Core Infrastructure Delivery Workflow

The workflow processes small, incremental changes through a repeating cycle:

Workflow Stages

Stage	What happens
Development	Developer edits code in a personal workspace (local emulator or cloud sandbox), runs initial tests, then pushes
Build	Automated system downloads dependencies and packages code into a versioned, deployable artifact (container image, tagged branch)
Test	Build is deployed to a series of test environments - automated checks + manual validations (exploratory testing, code reviews, UAT)
Release	After passing all tests, the build is deployed to production (called “release” because the code has already been deployed multiple times to test environments)
Run	Infrastructure actively hosts workloads; the versioned build can be reapplied to recover from failures or correct drift

Operational Principles

Small, frequent pushes - isolate issues immediately; if an increment breaks the build, the developer can pinpoint the exact change
Selective production deployment - not every commit reaches production; teams may batch several passing increments and release once or twice a day
Fix forward - if a change fails, the fix must be made in source code and pushed through the pipeline from the beginning, never patched directly in a downstream environment

Building and Distributing IaC

The Three Steps of Code Processing

Step	Purpose	Output
Assemble	Gather code and build-time dependencies (modules, plugins, providers)	A build - not specific to any target instance
Compile	Add deployment-specific configuration (variables, state config, auth tokens)	A desired-state model for a specific instance
Execute	Compare desired state against actual resources via the IaaS API and apply changes	Modified infrastructure

Build-on-Deploy vs. Build-Once

Build-on-Deploy:

Many tools resolve dependencies during every deployment. If a dependency version changes between deploying to staging and production, the environments silently diverge - creating bugs that are extremely difficult to trace.

Build Once, Deploy Many:

Assemble exactly once. Deploy the same build to every environment, running only the Compile and Execute steps. Lock dependencies by bundling them or using a lock file.

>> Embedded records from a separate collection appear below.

PR #3506, opened 2026-07-03
feat(approval): T3-5 W7 cross-base resultWriteback (implements design-lock)

zensgit:
Implements T3-5 per its ratified design-lock — extends W7 `resultWriteback` to a **literal cross-base target**, reusing the executor's ratified cross-base write gate.

## What ships (design-lock §2)
- **Config (Q2):** `resultWriteback` gains optional literal `targetBaseId`+`targetSheetId`+`targetRecordId` (no templating). Save gate: all-three-or-none required when any is set (create + update).
- **Effective actor (Q1):** the **trigger actor** (`readTriggerActorId(bridge.triggerEvent)` → `triggerEvent.actorId`), NOT the resume actor. Null/system approvals **fail closed** at the gate (no owner/requester fallback). Same actor governs the target-record lock. VALUES still come from the event (approver = `event.actor?.id`).
- **Gate reuse (§3.4):** extracted the executor gate to a public context-agnostic `evaluateCrossBaseWriteGate(queryFn, actorId, triggerSheetId, targetSheetId, declaredTargetBaseId)`; the 4 record-action call sites keep the old adapter signature; the service calls it on the **same executor instance** → **shares the singleton per-target-base quota** with update/create/delete/lock (Q5).
- **Audit (Q3):** no new table; step output carries the target triple; actor omitted from the target-base realtime fan-out.

## Verification (independently re-run)
tsc 0 · **start-approval 22/22** (16 existing W7 + 6 new T3-5) · cross-base gate suites **30/30** incl. a new **Q-6 quota-sharing** test. **RED-before confirmed** — incl. the sharpest **anti-misroute** (a source-resident field id + cross-base triple mutated the SOURCE record pre-change; untouched post-change). Proven: authorized target write · unauthorized fail-closed · null-actor fail-closed (no requester fallback) · **source untouched** · **non-merge into resume tail** (tail webhook lacks the cross-base patch) · step-output triple · target-sheet fan-out. Self-reviewed (2 finder agents: correctness clean; 4 cleanup items applied) + advisor.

Pre-Build Development Workflows

Workflow	How it works	Feedback speed
Pull Requests	Feature branches → human review → merge to main	Slower - waits for reviewers
Trunk-Based Development	Frequent, small commits directly to main; fast automated tests catch errors	Faster - release candidate published immediately on green tests

Distribution Methods

Method	Mechanism	Best for
Code branches	Pull from SCM by commit ID, tag, or environment branch	Simple setups; environment branches work well with controllers that sync branch → environment
Stack packages	Bundle code into ZIP, TGZ, RPM, container image; store in Artifactory, Nexus, S3, or GitHub Releases	Teams needing strict artifact immutability
Libraries (wrapper stacks)	Publish core logic as a versioned Terraform module; each environment has a thin stack that consumes it	Leverages existing module registries for versioning and distribution

Immutability rule: every build must be treated as immutable. Never edit stack code to customise it for an environment - use configuration parameters instead.

Integration Workflows

When infrastructure is split into independently deployable stacks, teams need a strategy to integrate and test them:

Pattern	How it works	Best for
Fan-in	Build and test each component separately, then deploy and test all related stacks together before production	Components owned by a single team
Federation	Each component is delivered and released independently; dependencies treated like APIs with contract testing	Components owned by different teams
Monorepo	All components and shared code in one repository; build tools (Bazel, Buck) limit builds to changed paths	Large codebases needing guaranteed consistency of shared code

CI Automation

Source Control and Branching

SCM platforms (GitHub, GitLab) provide the foundation: code storage, action runners for automated testing, issue trackers, and security scanners. Branches let developers build and test features in isolation; PRs provide a gate where automated tests run and team members review changes.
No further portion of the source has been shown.